==== DATASET EXTRACT ====

PR #1352, opened 2015-09-09
Filter out retired subjects when pulling from the queue

marten:
This means we don't need to care about dequeueing retired subjects, and
can pay that price slowly over time when people actually start using
their queues.

### DIFF
--- a/app/models/subject_queue.rb
+++ b/app/models/subject_queue.rb
@@ -108,10 +108,14 @@ class SubjectQueue < ActiveRecord::Base
 
   def next_subjects(limit=10)
     if user_id
-      set_member_subject_ids[0..limit-1]
+      non_retired_set_member_subject_ids[0..limit-1]
     else
-      set_member_subject_ids.sample(limit)
+      non_retired_set_member_subject_ids.sample(limit)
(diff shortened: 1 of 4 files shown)


camallen:
@marten rebase?

marten:
Rebased.

marten:
I guess I should've also added a spec to check we don't return retired subjects. On it now.

camallen:
mind reader

camallen:
LGTM

edpaget:
Do we want to do with #1353 ?

camallen:
I think we can use them together, dequeue on select, enqueue on classification receipt if below min and then selection don't show retired subjects. Thoughts?

edpaget:
It should be much cheaper to retire subjects from the worker now, so we could still do that and save the hit on subject selection.

marten:
I'm fine with deploying one first, and waiting a bit to see how that changes load. This PR should be easy to rebase in any case.

camallen:
sounds like a plan

camallen:
closing this, let's revisit if we end up needing this.

PR #1353, opened 2015-09-09
Use int array functions in subject queue

edpaget:


app/models/subject_queue.rb
```diff
@@ -84,18 +84,16 @@ def self.create_for_user(workflow, user, set_id: nil)
...
+    query.update_all([dequeue_sql, sms_ids])
   end
 
-  # NOTE: if the query scope returns a large set then
-  # don't use this query outside of a background Worker
-  # SQL optimisations welcome here...no postgres ops preseved order
   def self.enqueue_update(query, sms_ids)
-    query.find_each { |sq| sq.enqueue(sms_ids) }
+    return if sms_ids.blank?
+    enqueue_sql = "set_member_subject_ids = subarray(uniq(sort(set_member_subject_ids | array[?])), 0, #{DEFAULT_LENGTH})"
```
camallen: can this just be `set_member_subject_ids = array[?]` since we've already remove dups and seen_before?

spec/models/subject_queue_spec.rb
```diff
@@ -479,7 +455,6 @@
       end
 
       context "optimisitic updates" do
```
camallen: this can go i think

app/models/subject_queue.rb
edpaget: That's not happening anymore. Since we're not iterating through all the queues. We're only removing the seen before.

camallen: got it now

lib/non_duplicate_sms_ids.rb
```diff
@@ -1,52 +1,23 @@
...
-    queue.user
-  end
-
-  def workflow
-    queue.workflow
-  end
-
-  def curr_queue_size
-    curr_queue_ids.size
+    @seen_before = seen_before_set.map(&:id)
```
camallen: can this become a pluck?

lib/non_duplicate_sms_ids.rb
```diff
@@ -1,52 +1,23 @@
 class NonDuplicateSmsIds
```
camallen: what do you think about renaming this now? the original name was a pretty average anyway.

camallen:
LGTM - we should just notify on the open dups ticket that this may changing behaviour.

lib/non_duplicate_sms_ids.rb
edpaget: Sure

marten: I'd do that in the `seen_before_set` itself. We're not running multiple queries (`exists?` and `pluck`) against it, better to just load the plucked array once and perform presence check against that array (technically).

edpaget:
It really shouldn't introduce dups. The original problem with `uniq()` in postgres was that the array had to be sorted first and we weren't doing that.

lib/non_duplicate_sms_ids.rb
edpaget: Doesn't matter to me. I'll just it SeenSubjectRemover.

lib/non_duplicate_sms_ids.rb
edpaget: Cool will change to do that.

lib/seen_subject_remover.rb
```diff
@@ -0,0 +1,69 @@
...
+
+  def append_ids_size
+    append_ids.length
+  end
+
+  def seen_before_set
+    @seen_before ||= if user_seen_subject
+      SetMemberSubject.where(id: append_ids)
+        .joins(:subject)
+        .where(subjects: { id: user_seen_subject.subject_ids })
```
camallen: i think @marten was talking about plucking here to create the array and then testing in the error_params if seen_before_set.size > 0

marten:
LGTM

PR #1357, opened 2015-09-09
Subject uploader counter cache

camallen:
avoid trying to update this counter during subject creates. only update this value when checking for subject limits currently but it could be called at other times.

### DIFF
--- a/app/serializers/user_serializer.rb
+++ b/app/serializers/user_serializer.rb
@@ -15,36 +15,12 @@ class UserSerializer
 
   media_include :avatar, :profile_header
 
-  def credited_name
-    @model.credited_name
-  end
-
-  def email
-    @model.email
-  end
-
-  def global_email_communication
-    @model.global_email_communication
-  end
-
-  def project_email_communication
-    @model.project_email_communication
-  end
-
-  def beta_email_communication
-    @model.beta_email_communication
-  end
-
   def firebase_auth_token
     FirebaseUserToken.generate(@model)
   end
 
   def max_subjects
     @model.subject_limit
-  end
-
-  def uploaded_subjects_count
-    @model.uploaded_subjects_count
   end
 
   def admin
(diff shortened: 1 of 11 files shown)


app/serializers/user_serializer.rb
```diff
@@ -43,10 +23,6 @@ def max_subjects
     @model.subject_limit
   end
 
-  def uploaded_subjects_count
```
marten: If you're removing it from the API, and recounting every time you upload a subject, why have the counter in the DB at all?

marten: Also needs to be removed from the "include_#{me_only_attribute}?" thing in the private section of this serializer I presume.

marten: Nevermind, you're just removing useless wrappers around an attribute that Restpack can find on it's own.

camallen: thanks - good point. i thought it was once per set of uploads but you're right, it's per subject.

camallen: i'll move to a query based count on each create, i'll index that field and make sure it's unscoped.

marten: You need to remove `uploaded_subjects_count` from the [`attributes` list](https://github.com/zooniverse/Panoptes/pull/1357/files#diff-270dcd01883f952843b67f5bb9c5c93dL9) and the [section making sure it's only serialized when it's your own user](https://github.com/zooniverse/Panoptes/pull/1357/files#diff-270dcd01883f952843b67f5bb9c5c93dL69)

camallen: I thought we'd probably want that in there still, maybe as an optional attribute?

marten: Yeah I missed that it's now a method on user, thought the column disappeared and so it would raise if requested. Noticed it later when it popped up in the spec. LGTM and Merged.

PR #1358, opened 2015-09-10
focus set with random sampling for selection

camallen:
try head and tail window sampling of the subjects table with a random sample of the results. @edpaget @parrish @marten thoughts?


edpaget:
We're going to need to add a a worker right away to regenerate the random column, right? Otherwise this is going to server ~2000 subjects at the start.

parrish:
Still needs the OFFSET and the random value reassignment.

Probably would improve things as is though

camallen:
yeah - we could have a daily job to regenerate the random column values..

camallen:
random value assignment on selection will swamp the db index update, right?

edpaget:
It would need to be more often that than unless we could with Michael's OFFSET suggestion. ~2000 subjects active in a day might be way too low for some projects.

parrish:
Somewhat.  Depends on the index.  It looks like it's a non-composite btree which isn't terrible.

parrish:
Hourly is probably fine

marten:
Or we could just only reset random column when `rand < 0.05` or something

marten:
Upside: if there's lots of activity, we reset the column more often so we distribute over the entire set better instead of focussing on 2000 subjects for an hour.

Downside: if there's lots of activity, the DB has more load, and then on top of that has to update this index more often.

camallen:
@edpaget @parrish added a worker to reassign the random attribute of the "focussed" set thanks to @marten . thoughts?

edpaget:
I'd be concerned that it could queue a bunch of these workers and update all the random values multiple times in short succession.

marten:
Re earlier:

> It would need to be more often that than unless we could with Michael's OFFSET suggestion. ~2000 subjects active in a day might be way too low for some projects.

Well if a subject is retired we'll automatically pick the next, so it's a sliding limit if I'm not mistaken. But the 2000 limit is up for debate, as is the 0.05 (together they *accidentally* average out so that each subject will have seen one classification by the time we reshuffle).

edpaget:
Cool, well I'm good to try this out.

parrish:
If you're worried about triggering the random reassignment worker too frequently, you could always rate limit it: https://github.com/parrish/sidekiq-congestion

You'd probably want to set track_rejected to false and reject_with to reschedule.

parrish:
You need to change something to get anything approaching uniformly random.

You could choose a random starting point
``` ruby
# no guarantee you'll get the number you're fetching
direction = rand < 0.5 ? '>' : '<'
where("random #{ direction } ?", rand) # assuming a 0-1 range
```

====

Show every line from the listing that contains "postgres".

-  # SQL optimisations welcome here...no postgres ops preseved order
It really shouldn't introduce dups. The original problem with `uniq()` in postgres was that the array had to be sorted first and we weren't doing that.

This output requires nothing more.